**Task to complete**
Reproduce the listing that follows with no differences at all.
----------
PR #369, opened 2022-09-30
Closes #363 assert_true checks not correct. After discussion the whole method for…

### LINKED ISSUE #363: mcmc-GeneralData-OneParExpNormalPrior - assert check
There seems to be an error in the mcmc method and the correspnding description: 

https://github.com/Roche/crmPack/blob/d7cb6def0d43ba7cffbb439b367feda027934991/R/mcmc.R#L237-L239

https://github.com/Roche/crmPack/blob/d7cb6def0d43ba7cffbb439b367feda027934991/R/mcmc.R#L259-L260

The description should read:
```R
#'   [`OneParExpNormalPrior`] model, it is required that the length of
#'   skeleton prior probabilities vector should be equal to the length of the number of doses
```
and the code
```R
  if (!from_prior) {
      assert_true(length(model@skel_probs) == max(data@nGrid))
```
I am wondering if this check should not be done when the model is specified with the other model parameter validation
checks.

0liver0815:
closes #363 

… OneParExpNormalPrior can be removed as not needed.

Tested with simulation. Works without the method in mcmc.

### DIFF
--- a/R/mcmc.R
+++ b/R/mcmc.R
@@ -257,7 +257,7 @@ setMethod(
                  from_prior = data@nObs == 0L,
                  ...) {
     if (!from_prior) {
-      assert_true(length(model@skel_probs) == max(data@nGrid))
+      assert_true(length(model@skel_probs) == data@nGrid)
     }
 
     callNextMethod(
--- a/R/mcmc.R
+++ b/R/mcmc.R
@@ -235,8 +235,8 @@ setMethod(
 
 #' @describeIn mcmc Standard method which uses JAGS. For the
 #'   [`OneParExpNormalPrior`] model, it is required that the length of
-#'   skeleton prior probabilities vector should be equal to the maximum dose
-#'   level observed in data.
+#'   skeleton prior probabilities vector should be equal to the length of the
+#'   number of doses.
 #'
 #' @param from_prior (`flag`)\cr sample from the prior only? Default to `TRUE`
 #'   when number of observations in `data` is `0`. For some models it might be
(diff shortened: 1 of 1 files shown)


danielinteractive (commented):
Thanks @0liver0815 , can you add a test as well where this is simulated, i.e. standard `mcmc()` is run for this model? or is it already included in codebase?

0liver0815:
@danielinteractive Yes it runs, but after thinking about the check of the slots in the model, I now believe that this check here is necessary. The reason is that it is possible that the user specifies the grid in the model, but the data may not fit to check and mcmc crash. So blease don't merge, I will change the code back and fix the check.

danielinteractive:
@0liver0815 right, makes sense now. basically dose_grid is defined in the data outside the model therefore no guarantee that they match together well via the skeleton...

danielinteractive:
@0liver0815 what is the next step here?

0liver0815:
@danielinteractive From my point of view this branch can already be merged. I can also add a test, before merging or the test can be added later.

R/mcmc.R
```diff
@@ -257,7 +257,7 @@ setMethod(
                  from_prior = data@nObs == 0L,
                  ...) {
     if (!from_prior) {
-      assert_true(length(model@skel_probs) == max(data@xLevel))
+      assert_true(length(model@skel_probs) == max(data@nGrid))
```
danielinteractive, line 260:
```suggestion
      assert_true(length(model@skel_probs) == data@nGrid)
```

danielinteractive (approved):
just one simplification inside, afterwards good to merge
----------
**Exercise output**
PR #369, opened 2022-09-30
Closes #363 assert_true checks not correct. After discussion the whole method for…

### LINKED ISSUE #363: mcmc-GeneralData-OneParExpNormalPrior - assert check
There seems to be an error in the mcmc method and the correspnding description: 

https://github.com/Roche/crmPack/blob/d7cb6def0d43ba7cffbb439b367feda027934991/R/mcmc.R#L237-L239

https://github.com/Roche/crmPack/blob/d7cb6def0d43ba7cffbb439b367feda027934991/R/mcmc.R#L259-L260

The description should read:
```R
#'   [`OneParExpNormalPrior`] model, it is required that the length of
#'   skeleton prior probabilities vector should be equal to the length of the number of doses
```
and the code
```R
  if (!from_prior) {
      assert_true(length(model@skel_probs) == max(data@nGrid))
```
I am wondering if this check should not be done when the model is specified with the other model parameter validation
checks.

0liver0815:
closes #363 

… OneParExpNormalPrior can be removed as not needed.

Tested with simulation. Works without the method in mcmc.

### DIFF
--- a/R/mcmc.R
+++ b/R/mcmc.R
@@ -257,7 +257,7 @@ setMethod(
                  from_prior = data@nObs == 0L,
                  ...) {
     if (!from_prior) {
-      assert_true(length(model@skel_probs) == max(data@nGrid))
+      assert_true(length(model@skel_probs) == data@nGrid)
     }
 
     callNextMethod(
--- a/R/mcmc.R
+++ b/R/mcmc.R
@@ -235,8 +235,8 @@ setMethod(
 
 #' @describeIn mcmc Standard method which uses JAGS. For the
 #'   [`OneParExpNormalPrior`] model, it is required that the length of
-#'   skeleton prior probabilities vector should be equal to the maximum dose
-#'   level observed in data.
+#'   skeleton prior probabilities vector should be equal to the length of the
+#'   number of doses.
 #'
 #' @param from_prior (`flag`)\cr sample from the prior only? Default to `TRUE`
 #'   when number of observations in `data` is `0`. For some models it might be
(diff shortened: 1 of 1 files shown)


danielinteractive (commented):
Thanks @0liver0815 , can you add a test as well where this is simulated, i.e. standard `mcmc()` is run for this model? or is it already included in codebase?

0liver0815:
@danielinteractive Yes it runs, but after thinking about the check of the slots in the model, I now believe that this check here is necessary. The reason is that it is possible that the user specifies the grid in the model, but the data may not fit to check and mcmc crash. So blease don't merge, I will change the code back and fix the check.

danielinteractive:
@0liver0815 right, makes sense now. basically dose_grid is defined in the data outside the model therefore no guarantee that they match together well via the skeleton...

danielinteractive:
@0liver0815 what is the next step here?

0liver0815:
@danielinteractive From my point of view this branch can already be merged. I can also add a test, before merging or the test can be added later.

R/mcmc.R
```diff
@@ -257,7 +257,7 @@ setMethod(
                  from_prior = data@nObs == 0L,
                  ...) {
     if (!from_prior) {
-      assert_true(length(model@skel_probs) == max(data@xLevel))
+      assert_true(length(model@skel_probs) == max(data@nGrid))
```
danielinteractive, line 260:
```suggestion
      assert_true(length(model@skel_probs) == data@nGrid)
```

danielinteractive (approved):
just one simplification inside, afterwards good to merge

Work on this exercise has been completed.